PR #1534, opened 2026-01-25
Add __eq__ and __hash__ to Buffer, LaunchConfig, Kernel, ObjectCode

Andy-Jost:
## Summary

Complete hashability support for core API classes by adding `__eq__` and `__hash__` to Buffer, LaunchConfig, Kernel, and ObjectCode.

## Changes

- Add `__eq__` and `__hash__` to Buffer, LaunchConfig, Kernel, ObjectCode
- Remove `type(self)` from `__hash__` in Event, Context (and the new classes) - CUDA handles are already unique, and this maintains the hash/equality contract for subclasses
- Add `_LAUNCH_CONFIG_ATTRS` tuple for forward-compatible identity in LaunchConfig
- Update `__repr__` in LaunchConfig to use the same attribute list
- Add parameterized hash tests for all 8 core API classes

**Identity basis:**
| Class | Identity |
|-------|----------|
| Buffer | `(ptr, size)` |
| LaunchConfig | `(grid, cluster, block, shmem_size, cooperative_launch)` |
| Kernel | `handle` |
| ObjectCode | `handle` (triggers lazy load) |

Stream, Event, Context, Device already had `__eq__`/`__hash__`.

## Test Plan

- [x] New parameterized tests in `test_hashable.py` cover all 8 core classes
- [x] All existing hash/equality tests pass
- [x] Full test suite passes locally (1599 tests)


cuda_core/tests/test_hashable.py
```diff
@@ -12,24 +12,109 @@
...
+
+
+@pytest.fixture
+def sample_event(sample_device):
+    return sample_device.create_event()
+
+
+@pytest.fixture
+def sample_context(sample_device):
+    return sample_device.context
```
Andy-Jost, line 41: Once this change and the change adding `__weakref__` members are both merged, I plan to revisit these fixtures (which overlap with `test_weakref.py`). There is an opportunity to rewrite and simplify `test_hashable.py`, `test_comparable.py` and `test_weakref.py`, possibly combining them.

kkraus14:
> this maintains the hash/equality contract for subclasses

I think the reason to include `type` was to make it so subclasses don't hash / compare equally. That being said, I don't think there was a strong reason for that behavior and a subclass can always override the `__hash__` and `__eq__` methods if they wish to have that behavior.

cuda_core/cuda/core/_launch_config.pyx
```diff
@@ -131,11 +134,21 @@ cdef class LaunchConfig:
         if self.cooperative_launch and not Device().properties.cooperative_launch:
             raise CUDAError("cooperative kernels are not supported on this device")
 
+    def _identity(self):
+        return tuple(getattr(self, attr) for attr in _LAUNCH_CONFIG_ATTRS)
```
kkraus14, line 138: It may be worth caching this

Andy-Jost:
> > this maintains the hash/equality contract for subclasses
> 
> I think the reason to include `type` was to make it so subclasses don't hash / compare equally. That being said, I don't think there was a strong reason for that behavior and a subclass can always override the `__hash__` and `__eq__` methods if they wish to have that behavior.

I thought so as well, but then I found tests explicitly checking that subclasses compare equal to non-subclasses managing the same driver resource. This also came up in a recent issue where it was decided for streams to use `CUstream` (only) as the basis of identity.

cuda_core/cuda/core/_launch_config.pyx
Andy-Jost: Is `LaunchConfig` intended to be immutable? Currently it is not:

```
>>> config = LaunchConfig(grid=(1,2),  block=1)
>>> config
LaunchConfig(grid=(1, 2, 1), cluster=None, block=(1, 1, 1), shmem_size=0, cooperative_launch=False)
>>> config.grid = (2,2,2)
>>> config
LaunchConfig(grid=(2, 2, 2), cluster=None, block=(1, 1, 1), shmem_size=0, cooperative_launch=False)
```

kkraus14: In theory we could invalidate the cache on setter functions, but we can punt this to if it ever becomes a bottleneck.

PR #1538, opened 2026-01-28
Add __repr__ to core API classes and consolidate object protocol tests

Andy-Jost:
## Summary
- Add `__repr__` methods to Stream, Event, Context, Buffer, ObjectCode, and Kernel
- Create `test_object_protocols.py` consolidating tests from removed files
- Remove `test_hashable.py`, `test_comparable.py`, `test_weakref.py`

## Changes
- **`__repr__` implementations**: All core API classes now have informative repr output (e.g., `Stream(handle=0x...)`, `Buffer(ptr=0x..., size=64)`)
- **Consolidated test module** with 152 tests covering:
  - Weak references (weakref.ref, WeakValueDict, WeakKeyDict, WeakSet)
  - Hash consistency, distinctness across types, and small value guards
  - Equality (reflexive, cross-type, same-type distinct objects)
  - Collection usage (dict, set, weak collections)
  - repr format validation with regex patterns

## Test Coverage
- 152 parameterized tests (148 pass, 4 skip on single-GPU machines)
- All tests run locally and pass


rwgk:
Logging a Cursor prompt/response below. What do you think about the "middle ground" approach?

___

# `__repr__` vs `__str__` - Mainstream Wisdom vs LSC Experience

## Question

From my days working at Google on "Large Scale Changes", i.e. often touching thousands of files across a gigantic codebase, I developed the opinion: keep the default `__repr__`, but implement `__str__`. This is so that it's easy to see what type an object is when e.g. debug-printing a list or dict, or especially nested lists and dicts. What's the current mainstream wisdom in this regard?

## Response

That's an interesting perspective. The mainstream Python wisdom actually goes the opposite direction:

**The conventional advice** (from Python docs, Raymond Hettinger, etc.) is:

1. **Always implement `__repr__`** - it should be unambiguous and ideally `eval()`-able to recreate the object
2. **`__str__` is optional** - implement it only if you want a "pretty" user-facing string that differs from `__repr__`

The rationale is that `__repr__` is used in more contexts automatically (debuggers, logging, interactive REPL, and as the fallback for `__str__`), so it's the more important one to get right.

**However**, your concern is valid and points to a real tradeoff:

- Default `__repr__` gives you: `<cuda.core._stream.Stream object at 0x7f...>`
- Custom `__repr__` gives you: `Stream(handle=0x7f...)`

In nested structures, the default makes the *type* immediately obvious because of the full module path. The custom `__repr__` loses that context - if you're looking at a list of mixed objects, you might see `Stream(...)` but not immediately know it's `cuda.core.Stream` vs some other `Stream`.

**A middle ground** some projects use:

```python
def __repr__(self):
    return f"<{self.__class__.__module__}.{self.__class__.__name__} handle={...:#x}>"
```

This preserves the angle-bracket style and module path while adding useful state info.

That said, I think the mainstream has largely settled on "implement `__repr__`, let `__str__` fall back to it" - your Google LSC experience may have given you a perspective that's more informed by large-scale debugging scenarios than typical library design.

cuda_core/cuda/core/_module.pyx
```diff
@@ -864,3 +867,8 @@ cdef class ObjectCode:
         # Trigger lazy load to get the handle
         self._lazy_load_module()
         return hash(as_intptr(self._h_library))
+
+    def __repr__(self) -> str:
+        # Trigger lazy load to get the handle
+        self._lazy_load_module()
```
rwgk, line 873: Hm ... this could trigger "interesting" error scenarios.

Is the lazy loading really needed? How was the handle generated (if it exists)? Didn't that trigger the import already? If the handle does not exist, maybe we should just show `<not imported>` or similar in the `repr`, because that's what the actual state is?

cuda_core/tests/test_object_protocols.py
```diff
@@ -0,0 +1,315 @@
...
+    h = hash(obj)
+    assert abs(h) >= 10, f"hash {h} is suspiciously small"
+
+
+@pytest.mark.parametrize("a_name,b_name", SAME_TYPE_PAIRS)
+def test_hash_distinct_same_type(a_name, b_name, request):
+    """Distinct objects of the same type have different hashes."""
+    obj_a = request.getfixturevalue(a_name)
+    obj_b = request.getfixturevalue(b_name)
+    assert hash(obj_a) != hash(obj_b), f"{a_name} and {b_name} have same hash but different handles"
```
rwgk: In general hash collisions are allowed by the hash contract - only equal objects must have equal hashes, not the converse. Are you deliberately making the requirements stronger for the `cuda.core` types? If yes, could you please add a comment to explain?

cuda_core/tests/test_object_protocols.py
```diff
@@ -0,0 +1,315 @@
...
+    obj = request.getfixturevalue(fixture_name)
+    assert hash(obj) == hash(obj)
+
+
+@pytest.mark.parametrize("fixture_name", API_TYPES)
+def test_hash_not_small(fixture_name, request):
+    """Hash should not be a small number (guards against returning IDs or indices)."""
+    obj = request.getfixturevalue(fixture_name)
+    h = hash(obj)
+    assert abs(h) >= 10, f"hash {h} is suspiciously small"
```
rwgk: Hm, what if someone has 10+ GPUs and tests `Device(9)`, this would pass even if it were returning the device ID. Also, in general legitimate hash values can be small.

I'm thinking this test isn't really needed. I think it's better to limit testing to what we're sure must be true, e.g. the hash for objects that are equal must be equal, too, but I wouldn't assert anything on the hash value itself.

cuda_core/tests/test_object_protocols.py
```diff
@@ -0,0 +1,315 @@
...
+
+
+@pytest.mark.parametrize("a_name,b_name", SAME_TYPE_PAIRS)
+def test_same_type_inequality(a_name, b_name, request):
+    """Two distinct objects of the same type should not compare equal."""
+    obj_a = request.getfixturevalue(a_name)
+    obj_b = request.getfixturevalue(b_name)
+    assert obj_a is not obj_b, f"{a_name} and {b_name} are the same object"
+    assert obj_a != obj_b, f"{a_name} == {b_name} but they have different handles"
+
```
rwgk, line 264: Cursor suggested:

Missing test for equality of *same* objects created differently

The tests check that distinct objects are not equal, but don't verify that two wrapper objects pointing to the *same* underlying handle compare equal. For example:

```python
stream2 = Stream.from_handle(stream.handle)
assert stream == stream2  # This case isn't tested
```

cuda_core/tests/test_object_protocols.py
```diff
@@ -0,0 +1,315 @@
...
+@pytest.fixture
+def sample_event_alt(sample_device):
+    """An alternate Event object."""
+    return sample_device.create_event()
+
+
+@pytest.fixture
+def sample_context_alt(sample_device_alt):
+    """An alternate Context object (requires multi-GPU)."""
+    sample_device_alt.set_current()
```
rwgk: This calls `set_current()` which changes global state. The fixture doesn't restore the previous current device. Is this future-safe (what comes to mind: multiple GPUs and running tests in parallel)?

rwgk (commented):
Cursor noted:

Inconsistent `__repr__` styles

- `Device`: `<Device 0 (NVIDIA GeForce...)>` (angle brackets, no `handle=`)
- `Stream`: `Stream(handle=0x...)` (constructor-style)
- `LaunchConfig`: `LaunchConfig(grid=..., cluster=..., ...)` (constructor-style, all attrs)

Are these design choices? Could we make the fully, or maybe more, uniform?

cuda_core/cuda/core/_memory/_buffer.pyx
```diff
@@ -334,6 +334,9 @@ cdef class Buffer:
     def __hash__(self) -> int:
         return hash((as_intptr(self._h_ptr), self._size))
 
+    def __repr__(self) -> str:
+        return f"Buffer(ptr={as_intptr(self._h_ptr):#x}, size={self._size})"
```
kkraus14: Given we have a stream associated to the Buffer that we ultimately deallocate with, it may be nice to include that in the repr?

cuda_core/cuda/core/_module.pyx
kkraus14: My 2c: trigger lazy execution on `__repr__` is a relatively common pattern in Python where I think this makes sense.

cuda_core/cuda/core/_stream.pyx
```diff
@@ -221,6 +221,9 @@ cdef class Stream:
             return NotImplemented
         return as_intptr(self._h_stream) == as_intptr((<Stream>other)._h_stream)
 
+    def __repr__(self) -> str:
+        return f"Stream(handle={as_intptr(self._h_stream):#x})"
```
kkraus14: Because streams are tied to a specific context, does it make sense to capture the context here as well? Similar question for other types tied to a specific context.

cuda_core/cuda/core/_module.pyx
Andy-Jost: I also prefer keeping the lazy trigger here, rather than exposing a more complex object state to users.

cuda_core/tests/test_object_protocols.py
Andy-Jost: Moved to `sample_device_alt` and fixed.

cuda_core/tests/test_object_protocols.py
Andy-Jost: The hash contract is about correctness. Every object could return, say, `0` and meet the contract, but performance would suffer.

I put in this test as a sanity check. As a practical matter, we intend to use hashes for which collisions are extremely unlikely or even impossible.

cuda_core/tests/test_object_protocols.py
Andy-Jost: This is a heuristic test guarding against possible changes to return simple values likely to cause collisions.

cuda_core/cuda/core/_stream.pyx
Andy-Jost: Yes for streams; it will appear in the next upload. I considered doing this for `Event`s but decided against it because they can be imported via IPC, in which case there is no context.

cuda_core/tests/test_object_protocols.py
rwgk: Seems reasonable, but I'd definitely leave a comment in the code (one-liner).

> extremely unlikely

Without at least a hint, people will be scratching their heads.

cuda_core/tests/test_object_protocols.py
```diff
@@ -0,0 +1,315 @@
...
+
+@pytest.mark.parametrize("fixture_name", API_TYPES)
+def test_equality_basic(fixture_name, request):
+    """Object equality: reflexive, not equal to None or other types."""
+    obj = request.getfixturevalue(fixture_name)
+    assert obj == obj, "reflexive equality failed"
+    assert obj != None, "should not equal None"  # noqa: E711
+    assert obj != "string", "should not equal unrelated type"
+    if hasattr(obj, "handle"):
+        assert obj != obj.handle, "should not equal its own handle"
```
cpcloud: All of these `assert`s have explicit error messages, which will override pytest's pretty printing of failures. Can we just leave these off for now?

cuda_core/tests/test_object_protocols.py
cpcloud: I agree that this test is probably not adding much value.

cuda_core/tests/test_object_protocols.py
Andy-Jost: comments added

cuda_core/tests/test_object_protocols.py
Andy-Jost: Alright, removed

Andy-Jost:
/ok to test https://github.com/NVIDIA/cuda-python/commit/04d3275e96fb7e8b7104f6ff5e18d02600efc30c

Issue #659, opened 2025-05-27
[BUG]: CUDA API calls through `cuda-bindings` 3x slower than direct CUDA C++ API calls


lucifer1004:
### Is this a duplicate?

- [x] I confirmed there appear to be no [duplicate issues](https://github.com/NVIDIA/cuda-python/issues) for this bug and that I agree to the [Code of Conduct](CODE_OF_CONDUCT.md)

### Type of Bug

Performance

### Component

cuda.bindings

### Describe the bug

I have a same CUDA kernel, and I am calling it using two different methods.

1. Compile the kernel to `.cubin`, load it in Python and call it using `cuda-bindings`. The TMA descriptors are also created via `cuda-bindings`.
2. Compile the kernel and relevant C++ host functions (including TMA desc, kernel attribute and launch config) to `.so`, load the `.so` in Python and call the C++ host function.

As revealed in the two timelines below, the first path is 3x slower than the second path. 
<img width="582" alt="Image" src="https://github.com/user-attachments/assets/b6962032-34ce-4180-aed7-09baeabffac2" />
<img width="803" alt="Image" src="https://github.com/user-attachments/assets/597bc426-2ccd-47a2-9a04-b75c66133dc6" />

### How to Reproduce

Follow the instructions in the reproduction repo https://github.com/lucifer1004/cuda-python-repro

### Expected behavior

CUDA Python's perf should be on par with CUDA C++.

### Operating System

Ubuntu Linux 24.04

### nvidia-smi output

+-----------------------------------------------------------------------------------------+
| NVIDIA-SMI 550.54.15              Driver Version: 550.54.15      CUDA Version: 12.9     |
|-----------------------------------------+------------------------+----------------------+
| GPU  Name                 Persistence-M | Bus-Id          Disp.A | Volatile Uncorr. ECC |
| Fan  Temp   Perf          Pwr:Usage/Cap |           Memory-Usage | GPU-Util  Compute M. |
|                                         |                        |               MIG M. |
|=========================================+========================+======================|
|   0  NVIDIA H100 80GB HBM3          On  |   00000000:53:00.0 Off |                    0 |
| N/A   27C    P0             69W /  700W |       0MiB /  81559MiB |      0%      Default |
|                                         |                        |             Disabled |
+-----------------------------------------+------------------------+----------------------+
|   1  NVIDIA H100 80GB HBM3          On  |   00000000:64:00.0 Off |                    0 |
[...]

PR #1543, opened 2026-01-29
Use faster method to get enum values

mdboom:
See [background discussion here](https://github.com/NVIDIA/cuda-python/issues/659#issuecomment-3820026706).

It turns out that instead of

```
cdef cydriver.CUtensorMapInterleave cyinterleave = interleave.value
```

doing this:

```
cdef cydriver.CUtensorMapInterleave cyinterleave = int(interleave)
```

reduces the function call overhead of `cuTensorMapEncodeTiled` by about 25%.  Not all API functions have that many enum arguments (5), so I wouldn't expect such a huge win across the board, but seems very worth doing nonetheless.

The reason this works is because `IntEnum` inherits from `int`, so there is a good fast path in C to grab its value quickly. `enum.value` has to do both a dictionary lookup for `value` and run the Python-written value property code.

### DIFF
--- a/cuda_bindings/cuda/bindings/driver.pyx.in
+++ b/cuda_bindings/cuda/bindings/driver.pyx.in
@@ -1,4 +1,4 @@
-# SPDX-FileCopyrightText: Copyright (c) 2021-2025 NVIDIA CORPORATION & AFFILIATES. All rights reserved.
+# SPDX-FileCopyrightText: Copyright (c) 2021-2026 NVIDIA CORPORATION & AFFILIATES. All rights reserved.
 # SPDX-License-Identifier: LicenseRef-NVIDIA-SOFTWARE-LICENSE
 
 # This code was automatically generated with version 13.1.0. Do not modify it directly.
@@ -8398,7 +8398,7 @@ cdef class CUstreamMemOpWaitValueParams_st:
         return _dict_CUstreamBatchMemOpType[self._pvt_ptr[0].waitValue.operation]
     @operation.setter
     def operation(self, operation not None : CUstreamBatchMemOpType):
-        self._pvt_ptr[0].waitValue.operation = operation.value
+        self._pvt_ptr[0].waitValue.operation = int(operation)
     {{endif}}
     {{if 'CUstreamBatchMemOpParams_union.waitValue.address' in found_struct}}
     @property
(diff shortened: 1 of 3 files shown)


kkraus14 (approved):

kkraus14:
@mdboom great find. Is this something where the Cython generated cpp code could be optimized in the currently slow case to avoid all of those Python calls?

mdboom:
> @mdboom great find. Is this something where the Cython generated cpp code could be optimized in the currently slow case to avoid all of those Python calls?

Currently cuda-bindings' enums are based on the stdlib `enum.IntEnum`, which is implemented in Python and therefore we generate Python classes (not `cdef` classes) to define our enums.  That means that all uses of them in Cython must go through Python, and additionally, stdlib `enum` is notoriously slow.  They could be replaced with a more efficient C extension type.  For the common case of just accessing the values in the enum, this would be quite easy to replace.  However stdlib `enum` has a bunch of other features (like iterating over the values) that our users might be relying on that we would have to recreate (or methodically decide which to deprecate etc.).  I think we should definitely do that at some point, as it's likely to be a big win (especially on import time).

jakirkham:
Cython does have a `cpdef enum`, which has a good mix of the C-level efficiency with the Python `Enum` behavior. Maybe worth considering

https://cython.readthedocs.io/en/latest/src/userguide/language_basics.html#structs-unions-enums

leofang:
@mdboom it'd be nice to regenerate and backport this PR to `12.9.x`.

@jakirkham Thanks for reminder. We avoided `cpdef enum` because of the namespace pollution, but it seems fixed since Cython 3.1.0. Would be a good idea to revisit this approach indeed. We've spent too much time hunting down Python `Enum`/`IntEnum` related perf issues (last occurrence: https://github.com/NVIDIA/cuda-python/issues/439#issuecomment-2773941585).

mdboom:
> Cython does have a `cpdef enum`, which has a good mix of the C-level efficiency with the Python `Enum` behavior. Maybe worth considering
> 
> https://cython.readthedocs.io/en/latest/src/userguide/language_basics.html#structs-unions-enums

Unfortunately, `cpdef enum` is just syntactic sugar for the Python stdlib `enum.Enum`, and generating a C-level enum at the same time.  We already have a C-level enum in our `cy*` layer, and the Python side is where all of the performance issues are, which Cython `cpdef enum` unfortunately doesn't address.  Measurement of [a prototype](https://github.com/NVIDIA/cuda-python/compare/main...mdboom:cuda-python:cpdef-enum?expand=1) shows this [actually regresses import times](https://gist.github.com/mdboom/78f61edcb7bd33f7b37e97e5df2b8461).

More info here: https://github.com/NVIDIA/cuda-python/issues/1557

jakirkham:
Thanks Michael and Leo! 🙏

Michael have you shared these issues with the Cython team?

mdboom:
> Michael have you shared these issues with the Cython team?

I wouldn't necessarily characterize them as Cython issues.  It's more that Cython is just a weird mishmash of performance pitfalls that I'm not sure could be resolved without changing fundamentally what it is ;)

PR #1544, opened 2026-01-29
Make cuda.bindings.nvml public

mdboom:
With all of the APIs vetted (at least from what they look like on the outside), I think we are ready to make this public.  :tada:


cuda_core/cuda/core/system/_system.pyx
```diff
@@ -19,13 +19,17 @@ else:
...
-    from cuda.bindings import _nvml as nvml
-    # TODO: We need to be even more specific than version numbers for development.
-    # This can be removed once we have a release including everything we need.
-    for member in ["FieldId", "ClocksEventReasons"]:
-        if not hasattr(nvml, member):
-            CUDA_BINDINGS_NVML_IS_COMPATIBLE = False
-            break
+    try:
+        from cuda.bindings import nvml
+    except ImportError:
```
rwgk:
```suggestion
    except ModuleNotFoundError:
```

rwgk (approved):
Awesome!

`ImportError` can mask bugs. `ModuleNotFoundError` seems safer here?

cuda_core/cuda/core/system/_system.pyx
mdboom: Good catch, thanks.

kkraus14:
It looks like every `12.9` job failed here. How / why was this merged?

PR #1547, opened 2026-01-30
Fix CI checks job to detect test failures

kkraus14:
## Summary

- Fix the `checks` job to detect test failures, not just cancellations
- The bug allowed PRs to merge even when tests failed because the checks job only verified `result == 'cancelled'` but not `result == 'failure'`

## Test plan

- [ ] Verify CI runs and the checks job correctly fails when tests fail


mdboom (approved):

.github/workflows/ci.yml
cpcloud, line 215: I can't remember if this necessary, but what about `${{ !failed() }}` here to avoid the extra conditionals?

kkraus14: We need to block if the job is cancelled as well, so it can't just be `!failed()`

leofang:
I wonder if we should discuss reverting https://github.com/NVIDIA/cuda-python/pull/1008 and getting back to the old way of gating the checks... This seems error prone and not scalable to me.

PR #1548, opened 2026-01-30
Redo of Make cuda.bindings.nvml public (#1544)

mdboom:


cuda_core/cuda/core/system/_system.pyx
kkraus14:
```suggestion
# This file needs to either use NVML exclusively, or when `cuda.bindings.nvml`
```

kkraus14 (approved):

++++++++++++++++++++

• [Exercise goal] When a line in the listing has the string "enums" in it, return that line.

• [Exercise response]
Currently cuda-bindings' enums are based on the stdlib `enum.IntEnum`, which is implemented in Python and therefore we generate Python classes (not `cdef` classes) to define our enums.  That means that all uses of them in Cython must go through Python, and additionally, stdlib `enum` is notoriously slow.  They could be replaced with a more efficient C extension type.  For the common case of just accessing the values in the enum, this would be quite easy to replace.  However stdlib `enum` has a bunch of other features (like iterating over the values) that our users might be relying on that we would have to recreate (or methodically decide which to deprecate etc.).  I think we should definitely do that at some point, as it's likely to be a big win (especially on import time).
https://cython.readthedocs.io/en/latest/src/userguide/language_basics.html#structs-unions-enums
> https://cython.readthedocs.io/en/latest/src/userguide/language_basics.html#structs-unions-enums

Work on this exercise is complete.